Pour commencer, préparez la solution tampon externe GUV dans un tube de microcentrifugation de 1,5 millilitre. Mélange de spermidine, d’ATP, de GTP, de CTP, d’UTP, de phosphate de créatine, d’acétate de magnésium, de glutamate de potassium, d’HEPES, d’hydroxyde de potassium, d’acide folinique. glucose et stock d’acides aminés.
Ajoutez de l’eau désionisée ultra purifiée pour porter le volume final de la solution à un millilitre. Ensuite, dans une hotte, ajoutez 17,3 microlitres de solution mère de POPC dans un flacon en verre de 15 millilitres. Pour cela, pipette 1,08 microlitres de copolymère PEO-b-PBD.

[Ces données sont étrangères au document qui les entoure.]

PR #1011, opened 2026-08-04
Adopt ruff 0.16's default lint rule set for the layout scripts

akhilles:
Follow-up to the dependency sweep (#1010), which bumped ruff 0.15.20 -> 0.16.1 and pinned the old default rule selection to keep that bump behaviour-preserving. This removes the pin and adopts ruff 0.16's full default selection.

`ruff check` is now clean — all 420 findings resolved.

## What changed

Mostly mechanical: PEP 585/604 annotations, import sorting, redundant `.keys()`, collapsed nested `if`s, `ClassVar` on a mutable class default, explicit `Optional` on implicit-optional parameters.

Five error-handling sites got `# noqa` with a stated reason instead of a rewrite — changing error handling in the KiCad sync path is not a lint change. **Two are marked FIXME** because they genuinely swallow failures with no logging and deserve a real fix:

- `lens/kicad_adapter.py` — fragment discovery failures silently `return`
- `update_layout_file.py` — connectivity-rebuild failures silently `pass`

## The constraint worth knowing about

**These scripts run inside KiCad's bundled interpreter, which is Python 3.9.13 as of KiCad 10** — not the `requires-python = ">=3.10"` in `pyproject.toml`, which only describes the uv dev/test environment.

ruff derives its target from `requires-python`, so the first attempt rewrote `Optional[X]` to PEP 604 `X | None` in 40 places across modules KiCad imports. That raises at import time on 3.9:

```
layout_path: str | None = None
TypeError: unsupported operand type(s) for |: 'type' and 'NoneType'
```

I caught this before committing, but it is worth stating plainly that **neither `pytest` nor `ty check` catches it** — both run on Python 3.12.

The fix is two settings, both commented in `pyproject.toml` so they do not get "helpfully" deleted later:

- `target-version = "py39"` — pins ruff to the real runtime floor
- `required-imports = ["from __future__ import annotations"]` — makes every annotation a lazy string, so modern spellings stay safe on 3.9

## Verification

- `ruff check` and `ruff format --check` clean; `ty check` clean; `pytest lens/tests` 148 passed
- Every lens module imports under KiCad's actual `python3.9.13` binary; the whole tree byte-compiles under it
- `cargo nextest run --workspace --profile ci --locked` — 1937 passed, 1 skipped
- **Proved the guard is real:** temporarily removing the future import from `lens/types.py` makes `cargo nextest run -p pcb-layout` fail with the Python import error. So the Rust suite genuinely drives these scripts through KiCad rather than passing vacuously — it is the only layer that would catch a 3.9 incompatibility.

---

> [!NOTE]
> **Low Risk**
> Lint and annotation/import hygiene only; sync logic is unchanged aside from documented noqa on existing silent exception paths.
> 
> **Overview**
> Adopts **ruff 0.16’s default lint set** for the KiCad layout Python tree (lens modules, tests, `update_layout_file.py`) after removing the prior pin to the older E/F-only selection. The diff is largely **mechanical cleanup**: PEP 585/604-style annotations, sorted imports, dropping redundant `.keys()` iteration, small refactors (e.g. collapsed `if`s, `ClassVar` on a mutable class default), and import reordering in `__init__.py`.
> 
> **KiCad runtime safety** is the substantive config change in `pyproject.toml`: **`target-version = "py39"`** so ruff does not assume 3.10+, plus **`extend-select = ["I002"]`** and **`required-imports = ["from __future__ import annotations"]`** so modern `list[str]` / `X | None` annotations stay valid under KiCad’s bundled **Python 3.9** (with comments explaining why dev-only pytest/ty on 3.12 won’t catch `|` at import time).
> 
> A handful of **broad `except` handlers** keep behavior but gain **`# noqa: BLE001`** (and FIXME notes where failures are silently swallowed in fragment discovery and connectivity rebuild).
> 
> <sup>Reviewed by [Cursor Bugbot](https://cursor.com/bugbot) for commit a9ace0c2fc7b034014d6a525c19bbdba0383cd5a. Bugbot is set up for automated code reviews on this repo. Configure [here](https://www.cursor.com/dashboard/bugbot).</sup>

### DIFF
--- a/crates/pcb-layout/src/scripts/lens/__init__.py
+++ b/crates/pcb-layout/src/scripts/lens/__init__.py
@@ -1,5 +1,7 @@
 """Lens-based layout synchronization module."""
 
-from .lens import run_lens_sync, SyncResult
+from __future__ import annotations
 
-__all__ = ["run_lens_sync", "SyncResult"]
+from .lens import SyncResult, run_lens_sync
+
+__all__ = ["SyncResult", "run_lens_sync"]
--- a/crates/pcb-layout/src/scripts/lens/changeset.py
+++ b/crates/pcb-layout/src/scripts/lens/changeset.py
@@ -10,22 +10,23 @@ Note: Renames (moved() paths) are handled in Rust preprocessing before
 the Python sync runs. This module no longer tracks renames.
 """
 
+from __future__ import annotations
+
 from dataclasses import dataclass, field
-from typing import Any, Dict, List, Literal, Optional, Set
+from typing import Any, Literal
 
 from .types import (
+    BoardComplement,
+    BoardView,
     EntityId,
     EntityPath,
-    Position,
-    BoardView,
-    BoardComplement,
-    FootprintView,
     FootprintComplement,
-    GroupView,
+    FootprintView,
     GroupComplement,
+    GroupView,
+    Position,
     default_footprint_complement,
 )
-
 
 # =============================================================================
 # Serialization Utilities
@@ -101,7 +102,7 @@ def parse_value(s: str) -> Any:
         return s
 
 
-def _split_list(s: str) -> List[str]:
+def _split_list(s: str) -> list[str]:
     """Split a comma-separated list, respecting quotes and brackets."""
     items = []
     current = ""
@@ -136,7 +137,7 @@ def _split_list(s: str) -> List[str]:
     return items
 
 
-def _tokenize(line: str) -> List[str]:
+def _tokenize(line: str) -> list[str]:
     """Tokenize a line into command and key=value pairs."""
     tokens = []
     current = ""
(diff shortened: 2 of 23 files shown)


akhilles:
### Bugbot: "Required-imports guard is inert" — valid, fixed in a9ace0c

Correct catch. `required-imports` is only enforced by `I002`, which is not in ruff's default selection (only `I001` is), so the setting was doing nothing and the comment above it claimed a safety net that did not exist. Now selected explicitly.

Verified both directions:

- **Stripping the future import from an existing file** now reports `I002` directly. This case was already caught indirectly — the file's existing modern annotations produce `F821`/`FA102` without it — so it was not the real exposure.
- **A brand-new file using only `Optional[...]`** now reports `I002`. *This was the genuine gap.* With no modern annotation syntax present, neither `F821` nor `FA102` fires, so such a file could have been added with no future import, and the first `X | None` annotation later added to it would have broken KiCad's Python 3.9.

### Build-perf comment: `demo/b/DM0001/Governor` 1.31× slower

Reading this as run-to-run variance, not a regression. This PR changes only Python sources under `crates/pcb-layout/src/scripts/` plus `pyproject.toml` lint config — no Rust code and no lockfile change. `pcb build` does not execute the layout-lens scripts at all (they run during `pcb layout`, through KiCad's interpreter), so there is no mechanism by which this diff could slow the build path. The other eight boards are flat within noise, and the reported figure is 90ms → 119ms with ±9ms stddev on a sub-100ms benchmark.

Soufflez doucement un léger jet d’argon dans le flacon en verre tout en tournant le flacon pour évaporer le chloroforme. Ensuite, pipetez 1,2 millilitre d’huile minérale légère dans le flacon en verre. Tourbillonnez le lipide et l’huile à vitesse maximale pendant 10 à 20 secondes.
Placez le flacon en verre dans un four à environ 50 degrés Celsius pendant 20 minutes avant de tourbillonner pendant 10 à 20 secondes supplémentaires à vitesse maximale. Ensuite, pipetez 270 microlitres de la solution extérieure GUV dans un tube de microcentrifugation de 1,5 millilitre. Pour cela, pipetez 15 microlitres chacun de cinq molaires de chlorure de sodium et 4,5 molaires de chlorure de potassium.
Pipetez doucement 300 microlitres de mélange de lipides et d’huile sur la solution extérieure GUV. Après l’incubation, assembler une réaction CFE en pipetant les solutions 1 à 3, le plasmide d’ADN codant pour la sfGFP soluble ou des variantes du récepteur du glutamate sfGFP, de l’ARNnase murine et d’une molaire de saccharose dans un flacon. Ajoutez de l’eau déminéralisée ultrapure pour porter le volume de réaction à 20 microlitres.
Ajoutez 600 microlitres du mélange lipide-huile dans le tube de microcentrifugation contenant le mélange réactionnel de 20 microlitres. Pipetez vigoureusement de haut en bas pendant une minute pour émulsionner la réaction. Superposez doucement l’émulsion interne sur la couche d’huile dans le tube.
Centrifuger pendant 10 minutes à 2000 g à quatre degrés Celsius. Ensuite, pipetez soigneusement l’excès d’huile et la solution extérieure du tube de microcentrifugation. Mélangez délicatement la pastille GUV dans la solution restante pour la remettre en suspension.
Transférez la solution GUV dans une plaque à fond plat claire et propre à 96 puits pour l’incubation. Transférez la plaque scellée dans un lecteur de plaque pour l’incuber à 37 degrés Celsius pendant cinq à six heures. Après l’incubation, placez la plaque sur un microscope confocal inversé.
Concentrez-vous sur une région d’intérêt contenant les GUVs, puis capturez les images à une longueur d’onde d’excitation de 488 nanomètres. Enregistrez les images au format TIFF. Ouvrez les images dans un logiciel de traitement d’images.
Cliquez sur le panneau de réglage Luminosité/Contraste pour l’ouvrir. Ajustez ensuite la luminosité et le contraste pour rendre les protéines fluorescentes visibles. Les réactions d’expression cellulaire du récepteur du glutamate de type sauvage encapsulées dans GUV ont démontré une excellente expression et une excellente localisation membranaire.
Le récepteur PRSP-glutamate était sujet à l’agrégation et à la formation de ponctuations. La sfGFP soluble a été exprimée dans le GUVS et est restée dans le lumen GUV.